I think I see what you're saying, but it still seems odd to me that there can be a voltage drop (potential difference) between two points on a perfect conductor. Or else how are the wires removed in Fig. 4 connecting points of different potential?

My statement that two points being equipotential implies no current flows between them is not correct when the connection has no resistance. The test should be whether they would still be equipotential were the wire removed.

So the flaw in your method is using the equipotentiality test on zero resistance wires while they are in place; it would justify removing all of them!

 

[gregorspv]

D'oh – it had occurred to me that my reasoning would lead to removing virtually any wire, but I could not have found a way out were it not for your edifying response. Thank you!

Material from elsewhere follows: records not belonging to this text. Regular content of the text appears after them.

PR #1722, opened 2018-03-22
REDO: Fix installer CA port check to include 8080

m3gat0nn4ge:
component: installer - CA

The installer was not checking the availability of port 8080, cainstance.check_port() function has been renamed to cainstance.check_ports() and updated to check for port 8080 also.
The ipautil.host_port_open() function was being used incorrectly to test for a free port, I have added a new ipautil.host_port_free() function based on host_port_open() with different logic.
cainstance.check_port() now calls ipautil.host_port_free() instead of negating the result from ipautil.host_port_open().

https://pagure.io/freeipa/issue/7415


ipapython/ipautil.py
```diff
@@ -1037,6 +1037,53 @@ def host_port_open(host, port, socket_type=socket.SOCK_STREAM,
     return port_open
 
 
+def host_port_free(host, port, socket_type=socket.SOCK_STREAM,
```
tiran: Why are you introducing a new function. We already have a ``host_port_open`` helper That looks very similar to your code.

m3gat0nn4ge: Please see my comments here: https://pagure.io/freeipa/issue/7415

You cannot negate the result of host_port_open() to determine if a port is free

tiran: I left a comment on the ticket. We need a different approach to check if a port is bindable. Even the new check doesn't work properly.

m3gat0nn4ge:
host_port_free() has been rewritten... pls review

tiran:
Thanks for the updated patch. I have a couple of ideas how to simplify the checker and make it more robust.

* You don't have to overcomplicate logging. Just log with ``logger.debug()``. The logging framework will do the filtering for you.
* You have to wrap the socket code into a try/finally block. Otherwise you may end up with a dangling socket. It's really too bad that Python 2's socket class doesn't support with statement.
* You can share most of the code if you separate socket creation from binding. ``bind(('', port))`` will bind to any address even for IPv6.

This should do the trick. Feel free to adjust the code and improve the logging messages as you see fit.

```
try:
    s = socket.socket(socket.AF_INET6, socket.SOCK_STREAM)
except socket.error:
    s = socket.socket(socket.AF_INET, socket.SOCK_STREAM)
    logger.debug("Checking for free port %i on IPv4 only", port)
else:
    logger.debug(...)

try:
    s.setsockopt(socket.SOL_SOCKET, socket.SO_REUSEADDR, True)
    s.bind(('', port))  # '' means to any address IPv4 / IPv6
except socket.error as se:
    # failed, port is in use
    logger.debug(...)
    return False
else:
    # ok, port is not in use
    logger.debug(...)
    return True
finally:
   s.close()
```

m3gat0nn4ge:
Thanks @tiran ,

Regarding "**s.bind(('', port))  # '' means to any address IPv4 / IPv6"**
I read this yesterday from https://docs.python.org/3/library/socket.html:

"For IPv4 addresses, two special forms are accepted instead of a host address: the empty string represents INADDR_ANY, and the string '<broadcast>' represents INADDR_BROADCAST. This behavior is not compatible with IPv6, therefore, you may want to avoid these if you intend to support IPv6 with your Python programs."

That's why I went with the 2 separate host versions - '' for IPv4 and '::' for IPv6

Am I misinterpreting the docs?

m3gat0nn4ge:
Could I please get a little help interpreting the CI failure?.. thanks guys

tiran:
Please rebase, I just pushed #1729

tiran:
I think the warning in the docs is just about ``<broadcast>``, but I'm not sure. How about:

```
try:
    s = socket.socket(socket.AF_INET6, socket.SOCK_STREAM)
    anyaddr = '::'  # in6addr_any
except socket.error:
    s = socket.socket(socket.AF_INET, socket.SOCK_STREAM)
    anyaddr = ''  # INADDR_ANY
...
    s.bind((anyaddr, port))
```

m3gat0nn4ge:
@tiran  .. ready for review, thnx

tiran:
Something went wrong with your rebase. I see several unrelated commits in your PR. Please squash your commits into one commit and force push the remaining commit. Hopefully that should get rid of the unrelated commits.

m3gat0nn4ge:
Squashed and pushed again... any idea what went wrong?

tiran:
No clue :(

Something went horribly wrong with your rebase. I don't understand what went wrong exactly.

felipevolpone:
@m3gat0nn4ge Hi, the workflow to rebase could be something like this (not sure what went wrong):
```
git clone https://github.com/m3gat0nn4ge/freeipa;
cd freeipa;
git checkout -b my_branch
<do some changes>
git push -u myorigin my_branch
git remote add upstream_code https://github.com/freeipa/freeipa;
git rebase upstream/master
git push -f myorigin my_branch;
```

m3gat0nn4ge:
Thanks Felipe,

I used 'git pull upstream master' assuming that 'pull.rebase=true' would do
the right thing... maybe it doesn't?

cheers

m3gat0nn4ge:
@tiran 

Just wondering what needs to be done to resolve this PR as it now has conflicting files... should I trash my repo, clone anew, then reapply my changes? .. or can this be fixed?

thanks

tiran:
I see, that you have committed your patches to your own master. That is not a good idea. In the future, create a branch, commit your changes to the branch and then push that branch as a pull request.

Since I don't have a simple solution to fix your branch, I have taken your patch and created a new PR with some slight modifications. You are listed as co author to give you appropriate credits.

Thanks for your hard work!

tiran:
The PR has been replaced by PR #1753. I'm closing this PR as reject and follow up on the other PR.

(``rejected`` is our internal label to track PRs that were not merged.)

I find it remarkable that some people just happen to get this intuitively (the solution I was provided with does not comment on this step at all), whereas I just spent the last 20 minutes or so proving that the current is indeed zero. I believe the symmetry argument still rests on the assumption that one is intuitively able to figure out the current directions in a circuit which I don't think is necessarily a trivial task (especially when dealing with different resistors and other elements).

 

[haruspex]

I believe the symmetry argument still rests on the assumption that one is intuitively able to figure out the current directions in a circuit

No, it's easier than that.
The circuit in the upper figure in image 3 is symmetric about a horizontal line through the middle. (Where that cuts a resistor, split that into two in series.) Consequently, all points it cuts are at the average potential, so all at the same potential.
This is still true if the two horizontal lines that lie on that central line are removed, so no current flows in those and they can be removed.

 

[rude man]

Aren't 7 resistors in series and then connected in parallel with one resistor?
I must be mssing something

 

[haruspex]

Aren't 7 resistors in series and then connected in parallel with one resistor?
I must be mssing something

No. Which figure are you looking at?

 

[rude man]

I

No. Which figure are you looking at?

I confused "octagon" and "octahedron".